Depuis une vingtaine d’années les travaux sur le corps ont connu un renouveau très important. Les analyses et les regards disciplinaires se sont multipliés. L’objet corps, pour être saisi dans son infini complexité, a besoin d’approches croisées. Le corps supplicié, le corps handicapé*, le corps meurtri par les intempéries ou par les conflits armées, le corps brutalisé lors de rixes interpersonnelles ou dans le cadre de violences conjugales ont fait l’objet de travaux de qualité mais souvent dispersés. L’historiographie montre en effet que si les études psychologiques de qualité sont assez nombreuses, sans compter les contributions plus strictement médicales, en revanche les autres disciplines sont plutôt absentes.

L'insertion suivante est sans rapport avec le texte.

PR #98, opened 2019-04-08
field_export_profiles & export_rules

cgalarza:
- Adding models for export_rules and field_export_profiles, updated relationships between new models and current models
- Added CRUD functionality for field_export_profiles
- Allowing export_rules to be added to dynamic_field_groups

### DIFF
--- a/app/controllers/api/v1/dynamic_field_groups_controller.rb
+++ b/app/controllers/api/v1/dynamic_field_groups_controller.rb
@@ -15,6 +15,8 @@ module Api
         @dynamic_field_group.created_by = current_user
         @dynamic_field_group.updated_by = current_user
 
+        @dynamic_field_group.export_rules_attributes = export_rules_attributes
+
         if @dynamic_field_group.save
           render json: { dynamic_field_group: @dynamic_field_group }, status: :created
         else
@@ -25,6 +27,8 @@ module Api
       # PATCH /dynamic_field_groups/:id
       def update
         @dynamic_field_group.updated_by = current_user
+
+        @dynamic_field_group.export_rules_attributes = export_rules_attributes
 
         if @dynamic_field_group.update(update_params)
           render json: { dynamic_field_group: @dynamic_field_group }, status: :ok
@@ -46,14 +50,22 @@ module Api
 
         def create_params
           params.require(:dynamic_field_group).permit(
-            :string_key, :display_label, :sort_order, :is_repeatable, :xml_translation, :parent_type, :parent_id
+            :string_key, :display_label, :sort_order, :is_repeatable, :parent_type, :parent_id
           )
         end
 
         def update_params
           params.require(:dynamic_field_group).permit(
-            :display_label, :is_repeatable, :xml_translation, :sort_order, :parent_type, :parent_id
+            :display_label, :is_repeatable, :sort_order, :parent_type, :parent_id
           )
+        end
+
+        def export_rules_attributes
+          export_rules_params ? export_rules_params.fetch(:export_rules, []) : []
+        end
+
+        def export_rules_params
+          params.require(:dynamic_field_group).permit(export_rules: [:id, :translation_logic, :field_export_profile_id])
         end
     end
   end
--- a/app/controllers/api/v1/dynamic_field_groups_controller.rb
+++ b/app/controllers/api/v1/dynamic_field_groups_controller.rb
@@ -15,7 +15,7 @@ module Api
         @dynamic_field_group.created_by = current_user
         @dynamic_field_group.updated_by = current_user
 
-        @dynamic_field_group.export_rules_attributes = export_rules_attributes
+        @dynamic_field_group.export_rules_attributes = export_rules_params
 
         if @dynamic_field_group.save
           render json: { dynamic_field_group: @dynamic_field_group }, status: :created
@@ -28,7 +28,7 @@ module Api
       def update
         @dynamic_field_group.updated_by = current_user
 
-        @dynamic_field_group.export_rules_attributes = export_rules_attributes
+        @dynamic_field_group.export_rules_attributes = export_rules_params
 
         if @dynamic_field_group.update(update_params)
           render json: { dynamic_field_group: @dynamic_field_group }, status: :ok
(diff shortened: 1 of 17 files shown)


cgalarza:
@elohanlon, I strayed from the names we discussed a little bit, so let me know if you think another naming scheme makes sense. I am not sure where we should create new export_rules when a new field_export_profile is added. We can assume the front end will know what all the field_export_profiles are, or we can create any necessary new export_rules when an object is shown, created and updated.

elohanlon:
My current preference is to have the front end will know what all the field_export_profiles are, and populate the front end form with defaults for any new profile so that those are updated when a DynamicFieldGroup is saved, but we can see how we feel when we get to the UI step.

app/controllers/api/v1/dynamic_field_groups_controller.rb
```diff
@@ -46,15 +50,23 @@ def destroy
...
         end
 
         def update_params
           params.require(:dynamic_field_group).permit(
-            :display_label, :is_repeatable, :xml_translation, :sort_order, :parent_type, :parent_id
+            :display_label, :is_repeatable, :sort_order, :parent_type, :parent_id
           )
         end
+
+        def export_rules_attributes
```
elohanlon: I like your solution for making used of Rails nested attributes even when the public API doesn't expose the word "attributes", but I feel a little weird about having this method called `export_rules_attributes` since that ties the extraction of the param data to a Rails concept that doesn't have to do with param parsing.  Do you mind if we rename the method to `export_rules`, but still use that method in the way you're currently using it in the create and update methods?

db/migrate/20190404201812_create_field_export_rules.rb
```diff
@@ -0,0 +1,17 @@
+class CreateFieldExportRules < ActiveRecord::Migration[5.2]
```
elohanlon: How would you feel about changing this migration name to `CreateFieldExportProfilesAndExportRules`?

db/migrate/20190408195208_add_unique_index_to_export_rules.rb
```diff
@@ -0,0 +1,5 @@
+class AddUniqueIndexToExportRules < ActiveRecord::Migration[5.2]
```
elohanlon: Okay to combine this migration into the migration file that creates the `export_rules` table, just to have fewer migrations?

spec/models/export_rule_spec.rb
```diff
@@ -0,0 +1,128 @@
...
+        )
+      end
+
+      it 'does not save' do
+        expect(export_rule_2.save).to be false
+      end
+
+      it 'returns correct error' do
+        export_rule_2.save
+        expect(export_rule_2.errors.full_messages).to include 'Dynamic field group has already been taken'
```
elohanlon: I think this is a case where an overridden error message make sense, since this doesn't fully describe the error to the user.  Maybe something like this? "Dynamic field group already has an export rule for field_export_profile #{field_export_profile.name}" ?

spec/requests/api/v1/dynamic_field_groups_spec.rb
```diff
@@ -1,6 +1,10 @@
 require 'rails_helper'
 
 RSpec.describe 'Dynamic Field Groups Requests', type: :request do
+  let(:field_export_profile) { FactoryBot.create(:field_export_profile) }
+
+  before { field_export_profile }
```
elohanlon: Can you use `let!` in the let statement above instead of having this before block?

spec/requests/api/v1/dynamic_field_groups_spec.rb
```diff
@@ -131,6 +136,17 @@
...
+    let(:export_rule) do
+      FactoryBot.create(
+        :export_rule,
+        dynamic_field_group: dynamic_field_group,
+        field_export_profile: field_export_profile
+      )
+    end
+
+    before do
+      dynamic_field_group.export_rules << export_rule
```
elohanlon: Is it necessary to add the export_rule to the dynamic_field_group's export_rules if you're running `create` on the export_rule above, and setting `dynamic_field_group: dynamic_field_group`?

spec/requests/api/v1/field_export_profiles_spec.rb
```diff
@@ -0,0 +1,213 @@
...
+      let(:request) { get '/api/v1/field_export_profiles' }
+    end
+
+    context 'when logged in user is an administrator' do
+      before { sign_in_user as: :administrator }
+
+      context 'when there are multiple results' do
+        before { get '/api/v1/field_export_profiles' }
+
+        it 'returns all projects' do
```
elohanlon:
```suggestion
        it 'returns all field export profiles' do
```

cgalarza:
@elohanlon I think that a good way to go. If we find it too clunky when we are working with the UI we can think about it more then.

spec/requests/api/v1/dynamic_field_groups_spec.rb
cgalarza: Whoa, I totally forgot about `let!`.

Will do.

spec/models/export_rule_spec.rb
cgalarza: Sure. I was thinking about it, but could not think of a good error message. I'll update!

db/migrate/20190408195208_add_unique_index_to_export_rules.rb
cgalarza: I would rather not do that because these are part of different commits. All the code regarding the addition of the unique index is isolated into one commit.

db/migrate/20190404201812_create_field_export_rules.rb
cgalarza: I don't feel like we need to change it. If you feel strongly about it, I can change it. I treat migration files as static once they are created.

app/controllers/api/v1/dynamic_field_groups_controller.rb
cgalarza: I like the current name because it makes it really clear were the parameters are being set on the instance of dynamic_fields. I wouldn't want to change it to `export_rules` because that makes it seem like its returning an array of export_rule objects. We can change it to `export_rule_params` if that's better.

spec/requests/api/v1/dynamic_field_groups_spec.rb
cgalarza: You're right. I should structure this test differently. Will fix.

db/migrate/20190404201812_create_field_export_rules.rb
elohanlon: I'm good with keeping as is then.

db/migrate/20190408195208_add_unique_index_to_export_rules.rb
elohanlon: 👍

app/controllers/api/v1/dynamic_field_groups_controller.rb
cgalarza: I merged both of this methods, after our discussion on chat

De la sorte, le rééquilibrage des connaissances s’avère indispensable.

Le corps défaillant est celui qui ne correspond pas ou plus aux attentes. Lentement, en fonction de l’âge ou bien d’une maladie évolutive ou encore d’un traumatisme, le corps semble se dérober. Brutalement, à la suite d’un accident, d’une agression ou d’une maladie soudaine, le corps ne répond plus aux demandes, ou du moins imparfaitement. Il s’agira donc de penser le corps comme “manquant ou insuffisant “ dans la perspective des normes individuelles ou culturelles, sociales ou groupales médicales ou psychologiques, philosophiques, juridiques… Cette approche pluri-disciplinaire se situe dans une perspective d’histoire culturelle.

La notion de corps défaillant rejoint les questions de l’altérité acceptée, de l’altérité radicale, de l’affirmation aussi d’une société inclusive. Le corps défaillant ne correspond pas à un jugement, peut sans aucun doute devenir une notion heuristique permettant de penser et de comprendre une forme singulière « d’altérité de l’intérieur ». Elle peut recouvrir la diversité des défauts réels ou physiques, imaginaires ou idéaux, symboliques ou culturels dont le corps peut être le porteur mais dont l’impact social est inexistant, faible ou très modéré – qui ne relève pas d’un handicap social reconnu. La défaillance s’entendra sous l’angle de sa temporalité : provisoire ou durable, unique ou répétée, limitée ou généralisée à d’autres fonctions, brutale ou progressive,

Cette approche du corporel ne peut évidemment ignorer les effets psychiques provoqués sur les principaux intéressés comme sur leur entourage. Elle pose encore la question d’une double prise de conscience. Tout d’abord celle de l’écart, parfois vertigineux, entre le corps réel et le corps imaginaire, puis celle que le   corps n’est pas « immuable », qu’il s’agit d’un corps transitoire, voire provisoire.